4) the present invention uses same grating to do feed back to multiple laser diode, instead of a grating pair answers a laser diode, therefore feedback arrangement is simple, can save manufacturing cost.
Accompanying drawing explanation
Below in conjunction with drawings and Examples, the invention will be further described:
Fig. 1 is the original Raman spectrum schematic diagram before the non-difference of exciting light of two groups of wavelength;
(in figure, solid line excites Raman curve for short wavelength, and dotted line is long-wavelength excitation Raman curve)
Fig. 2 is the difference Raman spectrogram that the exciting light of two groups of wavelength in Fig. 1 obtains after difference;
Fig. 3 is existing Tunable External Cavity Semiconductor Laser schematic diagram;
Fig. 4 is structural representation of the present invention:
In figure: 1, laser diode; 2, collimation lens; 3, grating; 4, fiber coupling lens; 5, optical fiber combiner; 6, controller.
Embodiment
Embodiment: combine and Figure 4 shows that a kind of specific embodiment of the present invention for the multi-wavelength external cavity laser emitter of Raman spectrometer Control of Fluorescence, it is a kind of dual wavelength external cavity laser emitter specifically, launches group, grating, optical fiber closes road output unit and controller forms jointly by collimation laser.
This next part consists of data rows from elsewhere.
PR #9594, opened 2022-11-23
ConfigObjectUtility::GetObjectConfigPath(): just return paths of existing objects

### LINKED ISSUE #8834: Use source location when modifying existing config files
When Icinga has to modify existing configuration files (for example when deleting objects using the API), it currently just computes the file name where it would now safe the object to using `GetObjectConfigPath()` and then uses this path: https://github.com/Icinga/icinga2/blob/ee705bb110e802f8cafd21bab2d8697b0a538b0a/lib/remote/configobjectutility.cpp#L335-L344

This makes it exceptionally hard to change the schema of these file names, but there are known problems with the existing names (notably due to filename length limits). However, Icinga also knows the file location from where it actually read the config object. Therefore we should consider using this location instead.

This comes with a bit of work to do, notably finding all the places in the code that need to be modified, and, more importantly, ensure that this will check that it operates only on files it's supposed to (i.e. those in `/var/lib/icinga2/api/packages/_api/` and never in `/etc/icinga2/` or `/var/lib/icinga2/api/zones/`

Al2Klimov:
instead of computing from scratch if they're in the _api package.

fixes #8834

For now this changes literally nothing as paths of existing objects still follow the scheme of paths of new objects which didn't change. Now Icinga only doesn't expect existing objects at particular paths. However, with the latter in v2.14+ (agent, satellite) we can just change the path scheme of new objects in v2.16+ (master) as we wish. The child nodes will just follow the new scheme of paths of new objects.

### DIFF
--- a/lib/remote/apilistener-configsync.cpp
+++ b/lib/remote/apilistener-configsync.cpp
@@ -332,17 +332,7 @@ void ApiListener::UpdateConfigObject(const ConfigObject::Ptr& object, const Mess
 		params->Set("zone", zoneName);
 
 	if (object->GetPackage() == "_api") {
-		String file;
-
-		try {
-			file = ConfigObjectUtility::GetObjectConfigPath(object->GetReflectionType(), object->GetName());
-		} catch (const std::exception& ex) {
-			Log(LogNotice, "ApiListener")
-				<< "Cannot sync object '" << object->GetName() << "': " << ex.what();
-			return;
-		}
-
-		std::ifstream fp(file.CStr(), std::ifstream::binary);
+		std::ifstream fp(ConfigObjectUtility::GetExistingObjectConfigPath(object).CStr(), std::ifstream::binary);
 		if (!fp)
 			return;
 
--- a/lib/remote/configobjectutility.cpp
+++ b/lib/remote/configobjectutility.cpp
@@ -353,7 +353,9 @@ bool ConfigObjectUtility::DeleteObjectHelper(const ConfigObject::Ptr& object, bo
 		return false;
 	}
 
-	Utility::Remove(GetExistingObjectConfigPath(object));
+	if (object->GetPackage() == "_api") {
+		Utility::Remove(GetExistingObjectConfigPath(object));
+	}
 
 	Log(LogInformation, "ConfigObjectUtility")
 		<< "Deleted object '" << name << "' of type '" << type->GetName() << "'.";
--- a/lib/remote/configobjectutility.cpp
+++ b/lib/remote/configobjectutility.cpp
@@ -29,7 +29,7 @@ String ConfigObjectUtility::GetConfigDir()
 	return prefix + activeStage;
 }
 
-String ConfigObjectUtility::GetObjectConfigPath(const Type::Ptr& type, const String& fullName)
+String ConfigObjectUtility::ComputeNewObjectConfigPath(const Type::Ptr& type, const String& fullName)
 {
 	String typeDir = type->GetPluralName();
 	boost::algorithm::to_lower(typeDir);
@@ -51,13 +51,20 @@ String ConfigObjectUtility::GetObjectConfigPath(const Type::Ptr& type, const Str
 	 * be able to schedule a downtime or add an acknowledgement, which is not feasible) and the impact of not syncing
 	 * these objects through the whole cluster is limited. For other object types, we currently prefer to fail the
 	 * creation early so that configuration inconsistencies throughout the cluster are avoided.
+	 *
+	 * TODO: Remove this in v2.16 and truncate all.
 	 */
-	if ((type->GetName() != "Comment" && type->GetName() != "Downtime") || Utility::PathExists(longPath)) {
+	if (type->GetName() != "Comment" && type->GetName() != "Downtime") {
 		return longPath;
 	}
 
 	/* Maximum length 80 bytes object name + 3 bytes "..." + 40 bytes SHA1 (hex-encoded) */
 	return prefix + Utility::TruncateUsingHash<80+3+40>(escapedName) + ".conf";
+}
+
+String ConfigObjectUtility::GetExistingObjectConfigPath(const ConfigObject::Ptr& object)
+{
+	return object->GetDebugInfo().Path;
 }
 
 void ConfigObjectUtility::RepairPackage(const String& package)
@@ -185,7 +192,7 @@ bool ConfigObjectUtility::CreateObject(const Type::Ptr& type, const String& full
 	String path;
 
 	try {
-		path = GetObjectConfigPath(type, fullName);
+		path = ComputeNewObjectConfigPath(type, fullName);
 	} catch (const std::exception& ex) {
 		errors->Add("Config package broken: " + DiagnosticInformation(ex, false));
 		return false;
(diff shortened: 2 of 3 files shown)


Al2Klimov:
```
➜  icinga2 git:(8834) prefix/sbin/icinga2 daemon -d
[2022-11-23 13:25:15 +0100] information/cli: Icinga application loader (version: v2.13.0-481-gd7b8bf699; debug)
[2022-11-23 13:25:15 +0100] information/cli: Closing console log.
➜  icinga2 git:(8834) curl -ksSu root:123456 -H 'Accept: application/json' -X PUT -d '{"attrs":{"check_command":"passive","enable_active_checks":false}}' https://127.0.0.1:5665/v1/objects/hosts/f;echo
{"results":[{"code":200,"status":"Object was created"}]}
➜  icinga2 git:(8834) ls -R prefix/var/lib/icinga2/api/packages
_api

prefix/var/lib/icinga2/api/packages/_api:
active-stage                         d661f67b-d3a8-42fd-ac82-46e28ec851ed
active.conf                          include.conf

prefix/var/lib/icinga2/api/packages/_api/d661f67b-d3a8-42fd-ac82-46e28ec851ed:
conf.d       include.conf zones.d

prefix/var/lib/icinga2/api/packages/_api/d661f67b-d3a8-42fd-ac82-46e28ec851ed/conf.d:
hosts

prefix/var/lib/icinga2/api/packages/_api/d661f67b-d3a8-42fd-ac82-46e28ec851ed/conf.d/hosts:
f.conf

prefix/var/lib/icinga2/api/packages/_api/d661f67b-d3a8-42fd-ac82-46e28ec851ed/zones.d:
➜  icinga2 git:(8834) curl -ksSu root:123456 -H 'Accept: application/json' -X DELETE -d '{"attrs":{"check_command":"passive","enable_active_checks":false}}' https://127.0.0.1:5665/v1/objects/hosts/f;echo
{"results":[{"code":200,"errors":[],"name":"f","status":"Object was deleted.","type":"Host"}]}
➜  icinga2 git:(8834) ls -R prefix/var/lib/icinga2/api/packages
_api

prefix/var/lib/icinga2/api/packages/_api:
active-stage                         d661f67b-d3a8-42fd-ac82-46e28ec851ed
active.conf                          include.conf

prefix/var/lib/icinga2/api/packages/_api/d661f67b-d3a8-42fd-ac82-46e28ec851ed:
conf.d       include.conf zones.d

prefix/var/lib/icinga2/api/packages/_api/d661f67b-d3a8-42fd-ac82-46e28ec851ed/conf.d:
hosts

prefix/var/lib/icinga2/api/packages/_api/d661f67b-d3a8-42fd-ac82-46e28ec851ed/conf.d/hosts:

prefix/var/lib/icinga2/api/packages/_api/d661f67b-d3a8-42fd-ac82-46e28ec851ed/zones.d:
➜  icinga2 git:(8834)
```

julianbrost (changes requested):
This seems to only work partially.

Please compile the code with the following extra log message:
```diff
diff --git a/lib/remote/configobjectutility.cpp b/lib/remote/configobjectutility.cpp
index 0018992b6..3c3701360 100644
--- a/lib/remote/configobjectutility.cpp
+++ b/lib/remote/configobjectutility.cpp
@@ -33,14 +33,20 @@ String ConfigObjectUtility::GetObjectConfigPath(const Type::Ptr& type, const Str
 {
        auto ctype (dynamic_cast<ConfigType*>(type.get()));
 
+       Log msg (LogCritical, "ConfigObjectUtility");
+       msg << "path for " << type->GetName() << " " << fullName << ": ";
+
        if (ctype) {
                auto obj (ctype->GetObject(fullName));
 
                if (obj && obj->GetPackage() == "_api") {
+                       msg << "from debug info: " << obj->GetDebugInfo().Path;
                        return obj->GetDebugInfo().Path;
                }
        }
 
+       msg << "from scratch";
+
        String typeDir = type->GetPluralName();
        boost::algorithm::to_lower(typeDir);
 
```

Create some object:
```sh
curl -i -k -s -u root:icinga -H 'Accept: application/json' -X PUT 'https://localhost:5665/v1/objects/hostgroups/test'
```

Calls that function twice, strange but not necessarily a problem:
```
critical/ConfigObjectUtility: path for HostGroup test: from scratch
critical/ConfigObjectUtility: path for HostGroup test: from debug info: /var/lib/icinga2/api/packages/_api/77e78991-06d4-4589-aa0c-ee60e1d7724e/conf.d/hostgroups/test.conf
information/ConfigObjectUtility: Created and activated object 'test' of type 'HostGroup'.
information/HttpServerConnection: Request: PUT /v1/objects/hostgroups/test (from [::ffff:172.18.0.1]:34674), user: root, agent: curl/7.86.0, status: OK).
```

Update the object:
```sh
curl -i -k -s -u root:icinga -H 'Accept: application/json' -X POST 'https://localhost:5665/v1/objects/hostgroups/test' -d '{"attrs":{"display_name":"foo"}}'
```

Uses the path from the debug info, fine:
```
critical/ConfigObjectUtility: path for HostGroup test: from debug info: /var/lib/icinga2/api/packages/_api/77e78991-06d4-4589-aa0c-ee60e1d7724e/conf.d/hostgroups/test.conf
information/HttpServerConnection: Request: POST /v1/objects/hostgroups/test (from [::ffff:172.18.0.1]:52686), user: root, agent: curl/7.86.0, status: OK).
```

Now delete the object:
```sh
curl -i -k -s -u root:icinga -H 'Accept: application/json' -X DELETE 'https://localhost:5665/v1/objects/hostgroups/test'
```

Now this **does not use the path from the debug info as it should**:
```
critical/ConfigObjectUtility: path for HostGroup test: from scratch
information/ConfigObjectUtility: Deleted object 'test' of type 'HostGroup'.
information/HttpServerConnection: Request: DELETE /v1/objects/hostgroups/test (from [::ffff:172.18.0.1]:42608), user: root, agent: curl/7.86.0, status: OK).
```

julianbrost:
I'd rather do this differently: Just split `ConfigObjectUtility::GetObjectConfigPath()` into two separate functions, one for generating the path for a new object (basically the existing function, but maybe with a slightly different name) and one for getting the path for an existing object (should basically be `return obj->GetDebugInfo().Path;`, maybe this can just be inlined).

In doing so, I see the following advantages:
* Should be clear which of the two versions is needed based on where it's called from (creating an object needs to generate a new path, updating or removing an object needs to use the existing path). This means the function doesn't have to auto-detect this which can be wrong.
* In `DeleteObjectHandler()` (I haven't checked other callers), there already is a reference to object, then the name is passed to `GetObjectConfigPath()` which then looks up the object again. That's somewhat strange and unnecessary.
* The check for the `_api` package should then be redundant as the callers should already have checked if it's allowed to delete the object.

julianbrost (changes requested):
This change now exposes some strange in `DeleteObjectHelper()` as only `DeleteObject()` checks for the package but `DeleteObjectHelper()` may be called recursively for other objects (with `cascade=1`).

To reproduce:
1. Create an object via the API:
    ```
    curl -iksu root:icinga -H 'Accept: application/json' -X PUT 'https://localhost:5665/v1/objects/hosts/api-created-host?pretty=1' -d '{"attrs":{"check_command":"dummy"}}'
    ```
2. Create a config file in `/etc` that creates a service on that host, possibly using an apply rule:
    ```
    apply Service "some-apply-service" {
        check_command = "dummy"
        assign where match("api*", host.name)
    }
    ```
3. Make sure that icinga2 has the permissions to delete that file.
4. Reload icinga2.
5. Delete the host using the API and `cascade=1`:
    ```
    curl -iksu root:icinga -H 'Accept: application/json' -X DELETE 'https://localhost:5665/v1/objects/hosts/api-created-host?pretty=1&cascade=1'
    ```
6. Observe that the file is gone from `/etc`.

Al2Klimov:
I'm pretty sure you could also create the apply rule first and not reload Icinga 2.

julianbrost (approved):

Collimation laser transmitting group in the present embodiment is made up of two collimation laser emitters, each collimation laser emitter is formed by a laser diode 1 and a collimation lens 2 being arranged on laser diode 1 front end, and be preset with angle δ between the collimated light beam that sends of adjacent two collimation laser emitters, 0 ° of < δ < 10 °, is set to 1 ° or 2 ° usually.
What grating 3 described in the present embodiment adopted is the blazed grating of reflective diffraction, its collimated light beam exit path being arranged in aforementioned two collimation laser emitters forms exocoel, each collimated light beam becomes the zero order light reflected of direct outgoing after this grating 3 diffraction with different diffraction dihedral, and returns the first-order diffraction light that respective laser diodes 1 inside participates in intra resonant cavity mode competition along former road.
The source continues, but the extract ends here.